Directions » In the entries below, find the line with "for the mapCustomersWithRelatedEntitiesJSON" and the line with "1. I've added". Reproduce those two lines and every line between them exactly, and nothing more.

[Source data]
--------------------------------------------------

PR #5672, opened 2021-05-16
DHFPROD-7264: Delete mapping expressions for a related entity

briantang:
### Description
- Existing related entities that have mappings in the mapping step can now be deleted from the artifact via either the X button on the related entity's table or X button on the related entity's label from the referred entity's filter.
- RTL tests added, will also add more coverage in e2e together once this is started https://project.marklogic.com/jira/browse/DHFPROD-7267

#### Checklist: 
```diff
- Note: do not change the below
```

-  ##### Owner:

- [x] Added Tests
  

- ##### Reviewer:

- [x] Reviewed Tests

### DIFF
--- a/marklogic-data-hub-central/ui/src/components/entities/mapping/entity-map-table/entity-map-table.module.scss
+++ b/marklogic-data-hub-central/ui/src/components/entities/mapping/entity-map-table/entity-map-table.module.scss
@@ -24,13 +24,28 @@
 
 .entitySettingsLink {
   display: inline-block;
-  padding-right: 20px;
+  padding-right: 17px;
   font-size: 20px !important;
   color: #44499C;
   cursor: pointer;
   &:hover{
       color: var(--hoverColor);
   }
+}
+
+.deleteEntityLink {
+  display: inline-block;
+  margin-left: -10px;
+  font-size: 20px !important;
+  color: #44499C;
+  cursor: pointer;
+  &:hover{
+      color: var(--hoverColor);
+  }
+}
+
+.deleteTableIcon {
+  padding-right: 10px;
 }
 
 .mapRelatedEntitiesText {
--- a/marklogic-data-hub-central/ui/src/components/entities/mapping/entity-map-table/entity-map-table.tsx
+++ b/marklogic-data-hub-central/ui/src/components/entities/mapping/entity-map-table/entity-map-table.tsx
@@ -1,7 +1,7 @@
 import React, {useState, useEffect, CSSProperties} from "react";
 import styles from "./entity-map-table.module.scss";
 import "./entity-map-table.scss";
-import {Icon, Table, Popover, Input, Select, Dropdown} from "antd";
+import {Icon, Table, Popover, Input, Select, Dropdown, Modal} from "antd";
 import {MLButton, MLTooltip} from "@marklogic/design-system";
 import {FontAwesomeIcon} from "@fortawesome/react-fontawesome";
 import DropDownWithSearch from "../../../common/dropdown-with-search/dropdownWithSearch";
@@ -42,7 +42,6 @@ interface Props {
   relatedEntityTypeProperties: any;
   relatedEntitiesSelected: any;
   setRelatedEntitiesSelected: any;
-  setRemovedEntities: any;
   isRelatedEntity: boolean;
   tableColor: any;
   firstRowTableKeyIndex: any;
@@ -52,6 +51,8 @@ interface Props {
   setAllRelatedEntitiesKeys: any;
   mapFunctions : any;
   savedMappingArt : any;
+  deleteRelatedEntity: any;
+  labelRemoved: any;
 }
 
 const EntityMapTable: React.FC<Props> = (props) => {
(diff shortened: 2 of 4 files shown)


wooldridge:
Performed a bunch of manual tests using reference project, see below:

TL;DR: Testing checks out, things look fine, but the unrelated persistence issue (which is known: https://project.marklogic.com/jira/browse/DHFPROD-7304) is arising when returning to the mapping UI.

1. Confirmed mapCustomersWithRelatedEntitiesJSON showed up as expected in UI, all entity tables open.
2. Confirmed mapCustomersWithRelatedEntitiesJSON is as expected in QConsole.
3. After clearing user data, ran load and mapping step for mapCustomersWithRelatedEntitiesJSON, verified entity instances:
Customer (1)
Order (2)
BabyRegistry (1)
Product (6)
4. Deleted Product under BabyRegistry in mapCustomersWithRelatedEntitiesJSON via table X. 
5. Confirmed Product removed from BabyRegistry filter box.
6. Confirmed mapCustomersWithRelatedEntitiesJSON is as expected in QConsole (related Product gone under BabyRegistry).
7. After clearing user data, ran load and mapping step for mapCustomersWithRelatedEntitiesJSON, verified entity instances:
Customer (1)
Order (2)
BabyRegistry (1)
Product (4) (IDs 50, 60 are GONE)
8. Deleted Order under Customer in mapCustomersWithRelatedEntitiesJSON via filter pill in Customer.
9. Confirmed I see warning about needing to delete Product under Order first.
10. Deleted Product under Order in mapCustomersWithRelatedEntitiesJSON via filter pill in Order.
11. Confirmed Product table is gone under Order in UI.
12. Deleted Order under Customer in mapCustomersWithRelatedEntitiesJSON via filter pill in Customer.
13. Confirmed Order table is gone under Customer in UI.
14. Confirmed mapCustomersWithRelatedEntitiesJSON is as expected in QConsole (Customer and BabyRegistry only).
15. After clearing user data, ran load and mapping step for mapCustomersWithRelatedEntitiesJSON, verified entity instances:
Customer (1)
BabyRegistry (1)
16. When I return to the mapping step view for mapCustomersWithRelatedEntitiesJSON, the Order and Product tables ARE BACK, while the Product under BabyRegistry is still GONE.
17. When I hard refresh the browser window, mapCustomersWithRelatedEntitiesJSON goes back to the expected configuration, with  Order and Product tables GONE.
Note: This is a persistence bug being handled here: https://project.marklogic.com/jira/browse/DHFPROD-7304
18. Deleted BabyRegistry under Customer, now no more related entities remain (and relatedEntityMappings property in artifact is now []), and ran the same steps, results are good:
Customer (1)
19. Ran similar tests with mapCustomersWithRelatedEntitiesXML. Results are fine (but still seeing unrelated persistence bug).

wooldridge (changes requested):
@srinathgit @briantang 

General modeling/mapping bug?

1. Start with a fresh reference project (I redeployed artifacts and wiped user data).
2. In Modeling, create a new relationship between Order and BabyRegistry. Create a new property in BabyRegistry "orderRel" that points to Order, with Join Property "orderId". (Don't worry about whether this makes sense wrt to the source data, we're not testing any mapping expressions here, just relationships.) Save the all changes in Modeling.
3. Go to mapCustomersWithRelatedEntitiesJSON. 
4. I don't see a relationship. Either the related Order entity in the BabyRegistry filter or the related BabyRegistry entity in the Order Filter.

DHFPROD-7264-Order
DHFPROD-7264-BabyRegistry

wooldridge:
@briantang I see that we do a mapping save (the alert appears) when a related entity is DELETED via the filter or the close icon. But we don't do a save when a related entity is ADDED via the filter:

https://drive.google.com/file/d/1LiTL9CPDpvlW7KI41POnQOFnaaFAxnvp/view

I'm assuming that's because this relationship only has an effect when a property expression in that related entity has been defined. And I see that's when things are saved. Was that the thinking?

briantang:
> @briantang I see that we do a mapping save (the alert appears) when a related entity is DELETED via the filter or the close icon. But we don't do a save when a related entity is ADDED via the filter:
> 
> https://drive.google.com/file/d/1LiTL9CPDpvlW7KI41POnQOFnaaFAxnvp/view
> 
> I'm assuming that's because this relationship only has an effect when a property expression in that related entity has been defined. And I see that's when things are saved. Was that the thinking?

@wooldridge This is correct. Saving is only necessary to update the artifact when an expression has been defined or something is deleted, so we don't see a save happening when a related entity is added.

wooldridge (changes requested):
@briantang for the mapCustomersWithRelatedEntitiesJSON mapping in the reference project:

1. I've added a second Product relationship so that BabyRegistry now has two entities related to it.
2. I try to delete BabyRegistry at the Customer level and get a popup saying BabyRegistry has related entities, but it only lists the first Product. 
3. I delete the first Product.
4. Now I try to delete BabyRegistry at the Customer level and I can, successfully. 
5. This leaves a dangling Product that used to be related to BabyRegistry but it now unrelated to anything in view. 

Seems like a bug?

briantang:
Thanks @wooldridge, pushed a fix for the above issue.

wooldridge:
Looks good:

https://drive.google.com/file/d/1aS0o3AjH2J84_qORpwTXkkmQuzKexOxG/view

wooldridge (approved):

wooldridge (approved):

Sanjeevani19 (approved):

PR #5693, opened 2021-05-21
DHFPROD-7370: Fix for Export legacy jobs on ML 9

rahulvudutala:
#### Checklist: 
```diff
- Note: do not change the below
```

-  ##### Owner:

### DIFF
--- a/marklogic-data-hub/src/main/java/com/marklogic/hub/legacy/job/impl/LegacyJobManagerImpl.java
+++ b/marklogic-data-hub/src/main/java/com/marklogic/hub/legacy/job/impl/LegacyJobManagerImpl.java
@@ -32,7 +32,6 @@ import com.marklogic.client.io.Format;
 import com.marklogic.client.io.JacksonDatabindHandle;
 import com.marklogic.client.io.StringHandle;
 import com.marklogic.client.query.QueryManager;
-import com.marklogic.client.query.StringQueryDefinition;
 import com.marklogic.client.query.StructuredQueryBuilder;
 import com.marklogic.client.query.StructuredQueryDefinition;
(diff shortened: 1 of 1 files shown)


marklogic-data-hub/src/main/java/com/marklogic/hub/legacy/job/impl/LegacyJobManagerImpl.java
```diff
@@ -120,7 +120,7 @@ public LegacyJobManagerImpl(DatabaseClient jobClient) {
         QueryBatcher batcher = jobIds == null ?
             newEmptyQueryBatcher(dmm, jobClient) :
             dmm.newQueryBatcher(sqb.value(sqb.jsonProperty("jobId"), jobIds));
-        batcher.onUrisReady(new ExportListener().onDocumentReady(zipConsumer));
+        batcher.withBatchSize(100).withThreadCount(4).onUrisReady(new ExportListener().onDocumentReady(zipConsumer));
```
rjrudin, line 123: Can you add a comment to this to explain why these are being set? Better yet - this is duplicated code, let's make a private method that does this in one place, and add a comment to that method stating e.g. "If batchSize and threadCount are not set, Java Client 5.4 will try to call an ML server function that only exists in ML 10.0-5 and higher; because this feature must work on ML 9.x, batchSize and threadCount are given sensible default values to avoid the Java Client trying to call a server function that may not exist."

Also, let's do a thread count of 16 - 4 is way too low for almost all use cases.

rjrudin (changes requested):

rjrudin (approved):

srinathgit (approved):

ryanjdew (approved):

PR #5698, opened 2021-05-21
DHFPROD-7283:Support for selecting references in mapping UI in HC

srinathgit:
### Description
Support for selecting references in mapping UI in HC
#### Checklist: 
```diff
- Note: do not change the below
```

-  ##### Owner:

- [x] Added Tests
  

- ##### Reviewer:

- [x] Reviewed Tests

### DIFF
--- a/marklogic-data-hub-central/src/main/java/com/marklogic/hub/central/controllers/steps/MappingStepController.java
+++ b/marklogic-data-hub-central/src/main/java/com/marklogic/hub/central/controllers/steps/MappingStepController.java
@@ -67,6 +67,13 @@ public class MappingStepController extends BaseController {
         return emptyOk();
     }
 
+    @RequestMapping(value = "/{stepName}/references",method = RequestMethod.GET)
+    @ApiOperation(value = "Get mapping references associated with the step")
+    @Secured("ROLE_readMapping")
+    public ResponseEntity<JsonNode> getReferences(@PathVariable String stepName) {
+        return ResponseEntity.ok(MappingService.on(getHubClient().getStagingClient()).getReferences(stepName));
+    }
+
     @RequestMapping(value = "/{stepName}/uris",method = RequestMethod.GET)
     @ApiOperation(value = "Get uris associated with source query of the step; uris count is determined by 'limit'", response = ArrayList.class)
     @Secured("ROLE_readMapping")
--- a/marklogic-data-hub/src/main/resources/ml-modules/root/data-hub/5/data-services/mapping/getReferences.api
+++ b/marklogic-data-hub/src/main/resources/ml-modules/root/data-hub/5/data-services/mapping/getReferences.api
@@ -1,0 +1,15 @@
+{
+    "functionName": "getReferences",
+    "desc": "Gets the references  associated with given mapping step name.",
+    "params": [
+        {
+           "name": "stepName",
+           "datatype": "string"
+        }
+    ],
+    "return": {
+        "datatype": "jsonDocument",
+        "$javaClass": "com.fasterxml.jackson.databind.JsonNode",
+        "desc": "An array of objects, where each object has a reference name and an optional description"
+    }
+}
--- a/marklogic-data-hub/src/main/resources/ml-modules/root/data-hub/5/data-services/mapping/getReferences.sjs
+++ b/marklogic-data-hub/src/main/resources/ml-modules/root/data-hub/5/data-services/mapping/getReferences.sjs
@@ -1,0 +1,33 @@
+/**
+ Copyright (c) 2021 MarkLogic Corporation
+ Licensed under the Apache License, Version 2.0 (the "License");
+ you may not use this file except in compliance with the License.
+ You may obtain a copy of the License at
+ http://www.apache.org/licenses/LICENSE-2.0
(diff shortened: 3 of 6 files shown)


wooldridge (approved):
Tested API functionality in Postman. Seeing the following response for mapCustomersJSON: 
```
[
    {
        "name": "$URI",
        "description": "The uri of the source document"
    },
    {
        "name": "$ZIP_POINTS",
        "description": "Maps zip codes to points"
    }
]
```
Also seeing appropriate responses for mapCustomersXML and a non-existent mapping step (404 error with message).

marklogic-data-hub-central/src/main/java/com/marklogic/hub/central/controllers/steps/MappingStepController.java
```diff
@@ -67,6 +67,14 @@
         return emptyOk();
     }
 
+    @RequestMapping(value = "/{stepName}/references",method = RequestMethod.GET)
+    @ApiOperation(value = "Get mapping references associated with the step")
+    @Secured("ROLE_readMapping")
+    public ResponseEntity<JsonNode> getReferences(@PathVariable String stepName) {
+        JsonNode response = MappingService.on(getHubClient().getStagingClient()).getReferences(stepName);
```
rjrudin, line 74: No need to change, but I would just one-line this - i.e. there's no value in declaring the JsonNode response variable.

marklogic-data-hub/src/main/resources/ml-modules/root/data-hub/5/data-services/mapping/getReferences.api
```diff
@@ -0,0 +1,14 @@
...
+    "functionName": "getReferences",
+    "desc": "Gets the references  associated with given mapping step name.",
+    "params": [
+        {
+           "name": "stepName",
+           "datatype": "string"
+        }
+    ],
+    "return": {
+        "datatype": "jsonDocument",
```
rjrudin, line 11: Let's add a description here so it's clear what's returned - i.e. an array of objects, where each object has a name and an optional description

marklogic-data-hub/src/main/resources/ml-modules/root/data-hub/5/data-services/mapping/getReferences.sjs
```diff
@@ -0,0 +1,33 @@
...
+ Unless required by applicable law or agreed to in writing, software
+ distributed under the License is distributed on an "AS IS" BASIS,
+ WITHOUT WARRANTIES OR CONDITIONS OF ANY KIND, either express or implied.
+ See the License for the specific language governing permissions and
+ limitations under the License.
+ */
+'use strict';
+xdmp.securityAssert("http://marklogic.com/data-hub/privileges/read-mapping", "execute");
+
+const core = require('/data-hub/5/artifacts/core.sjs')
```
rjrudin, line 16: Both "const Artifacts" and "const core" are used for this import; we should only use one.  I don't like either of those - "Artifacts" implies a class, and "core" doesn't mean anything. 

Let's use "artifacts" as the prefix since that implies a module library and is descriptive. A separate PR can clean up the inconsistency of different prefixes for the same import.

marklogic-data-hub/src/main/resources/ml-modules/root/data-hub/5/data-services/mapping/getReferences.sjs
```diff
@@ -0,0 +1,33 @@
...
+
+var stepName;
+const mappingStep = core.getArtifact("mapping", stepName);
+let resp = [{"name": "$URI", "description": "The uri of the source document"}];
```
rjrudin, line 20: Should be "URI", not "uri". And let's not abbreviate to "resp" - there's nothing gained there, just do "response", which is what's also done in the Java controller.

marklogic-data-hub/src/main/resources/ml-modules/root/data-hub/5/data-services/mapping/getReferences.sjs
```diff
@@ -0,0 +1,33 @@
...
+const modulePath = mappingStep.mappingParametersModulePath;
+if (modulePath) {
+  try {
+    const paramsFunction = require(modulePath)["getParameterDefinitions"];
+    const userParams = paramsFunction(mappingStep);
+    userParams.map(userParam => userParam.name = "$" + userParam.name);
```
rjrudin, line 26: The use of "map" is a little confusing here because "map" is typically used to produce an output array. I think "forEach" is better here, which makes it clear we're modifying the array and not making a new one.

rjrudin (changes requested):
We need a Java-level test for the controller as well to verify that everything's working in the middle tier. I think it's fine if that test doesn't have a mapping with user-defined references; it can just verify that "URI" exists.

rjrudin (approved):

wooldridge (approved):
Seeing the following when GETting the references for mapCustomerJSON:
```
[
    {
        "name": "$URI",
        "description": "The URI of the source document"
    },
    {
        "name": "$ZIP_POINTS",
        "description": "Maps zip codes to points"
    }
]
```
Other tests look good as well.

--------------------------------------------------

Solved exercise »
@briantang for the mapCustomersWithRelatedEntitiesJSON mapping in the reference project:

1. I've added a second Product relationship so that BabyRegistry now has two entities related to it.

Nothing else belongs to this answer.